> **Work to be completed**: Extract all lines that hold "scribe" from the records below.

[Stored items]

PR #282, opened 2021-07-21
Support for spatie/data-transfer-object 3

### LINKED ISSUE #241: Compatible with spatie/dto ^3
Hello! Is it possible to implement compatibility with the ^3 version?

```
  Problem 1
    - knuckleswtf/scribe[3.0.0, ..., 3.0.2] require spatie/data-transfer-object ^2.6 -> found spatie/data-transfer-object[2.6.0, ..., v2.x-dev] but it conflicts with your root composer.json require (^3.3).
    - Root composer.json requires knuckleswtf/scribe ^3.0 -> satisfiable by knuckleswtf/scribe[3.0.0, 3.0.1, 3.0.2].

```

punyflash:
As `spatie/data-transfer-object` dropped support for `DataTransferCollection`, which was used to iterate `ResponseCollection` I decided to reimplement iterator functionality dirrectly in `BaseDTOCollection`. I still not sure this is the best sollution as now `BaseDTOCollection` looks a bit messy, but this will resolve #241.

There was issues with constructor for `BaseDTOCollection` on `dto@3`. On some tests given collection was an instance of `ResponseCollection` or null. So the type checks in 32 and 33 lines of `BaseDTOCollection` are necessary.

Tested with `dto@2` and `dto@3` - all tests pass successfully.

### DIFF
--- a/camel/BaseDTOCollection.php
+++ b/camel/BaseDTOCollection.php
@@ -2,22 +2,36 @@
 
 namespace Knuckles\Camel;
 
+use ArrayAccess;
 use ArrayIterator;
+use Countable;
 use Illuminate\Support\Arr;
-use Spatie\DataTransferObject\DataTransferObjectCollection;
+use Iterator;
+use Spatie\DataTransferObject\DataTransferObject;
 
 /**
  * @template T of \Spatie\DataTransferObject\DataTransferObject
  */
-class BaseDTOCollection extends DataTransferObjectCollection
+abstract class BaseDTOCollection implements
+    ArrayAccess,
+    Iterator,
+    Countable
 {
+    protected ArrayIterator $iterator;
+
     /**
      * @var string The name of the base DTO class.
      */
     public static string $base = '';
 
-    public function __construct(array $collection = [])
+    /**
+     * @param BaseDTOCollection|array $collection
+     */
+    public function __construct($collection = [])
     {
+        if (is_null($collection)) $collection = [];
+        if (!is_array($collection)) $collection = $collection->toArray();
+
         // Manually cast nested arrays
         $collection = array_map(
             function ($item) {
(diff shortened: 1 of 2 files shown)


shalvah:
That's an interesting approach, but how about we just pull in illuminate/support and use an Illuminate collection instead? I don't really like us having all this boilerplate in the BaseDTOCollection class?

punyflash:
> That's an interesting approach, but how about we just pull in illuminate/support and use an Illuminate collection instead? I don't really like us having all this boilerplate in the BaseDTOCollection class?

I do believe that thats possible to refractor using Illuminate collections, but this requires much more refactoring. I will not take the risk doing that, as I'm not really familiar with library insides. My approach was kind of straightforward - to resolve issue with the least of intervention.

shalvah:
Actually, I think it would be *easier*. When you look at the `BaseDTOCollection`, we only have three pieces of custom functionality:
- `__construct`, where we make sure to cast each item first
- `concat` (same casting thing)
- `sortBy`

Illuminate collections already come with a sortBy, so that would replace the last piece. Essentially, the new `BaseDTOCollection` would have an inner collection instance, and contain just the first two methods plus a `__call` to forward method calls to the inner collection. Additionally, the code in `ResponseCollection` would be simpler as well.

I understand you might be reluctant to make changes, but this PR adds nearly 100 lines of code to the class, extra boilerplate that I don't think is needed, and I'd rather not have in my way when I'm trying to figure out the actual logic of the code. Using a collection avoids that.

shalvah:
Thanks for the work! I ended up implementing what I wanted in #285. It _was_ easier, although that's partly because I'm familiar with my codebase. Also gave me the opportunity to fix a few things.

Tests pass with dto v3 (via GH Actions), but I can't guarantee that the collection is the only change needed, so I'm taking your word for it!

> **Task result**:
    - knuckleswtf/scribe[3.0.0, ..., 3.0.2] require spatie/data-transfer-object ^2.6 -> found spatie/data-transfer-object[2.6.0, ..., v2.x-dev] but it conflicts with your root composer.json require (^3.3).
    - Root composer.json requires knuckleswtf/scribe ^3.0 -> satisfiable by knuckleswtf/scribe[3.0.0, 3.0.1, 3.0.2].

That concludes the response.